コタツ評論

あなたが観ない映画 あなたが読まない本 あなたが聴かない音楽 あなたの知らないダイアローグ

読む閑ないから、誰か読んでくれ

2010-06-17 02:22:00 | ブックオフ本




『隠すマスコミ、騙されるマスコミ』(小林 雅一 文春新書)

911以降、アメリカのメディアが「隠し」、「騙されて」いる実態がよくわかる。しかし、アメリカ以上に「隠し」ている日本のマスコミに触れた部分があまりにも少ない。日本の場合は、「隠し」「騙され」の司令塔はアメリカにあるのだが。



『政治・行政の考え方』(松下 圭一 岩波新書)

「キリンの首はなぜ長いのか」とか「竿だけ屋はなぜつぶれないのか」といった「売らんかな」の書名を付けよとまではいわないが、『政治・行政の考え方』では、あまりにも「売らないかんな」ではないか。松圭センセの本は、勉強になるのに、「おもしろくないかんな」といっているようで、「いまどきなあ」とおもしろいくらい。予算と法律に基づく政策づくりの基本がわかる。だからさ、マニュフェストは、政策ではないわけよ。

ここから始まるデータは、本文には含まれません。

Issue #7376, opened 2020-06-18
API allows setting a credential owner to a user that is not part of the credential organization


elyezer:
##### ISSUE TYPE
 - Bug Report

##### SUMMARY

『安心のファシズム-支配されたがる人々』(斎藤 貴男 岩波新書)

イラク人質事件、自動改札機と携帯電話、心の教育、監視カメラ、社会ダーウィニズムなど、2004年刊行の小泉竹中路線下の社会諸相の論考。『支配されたがる人々-安心のファシズム』とメインとサブのタイトルを入れ替えたほうがよいのでは。アメリカと官僚に、「支配されたがる人々」によって、世界のどこにも類を見ない「安心のファシズム」が覆っている国なのだから。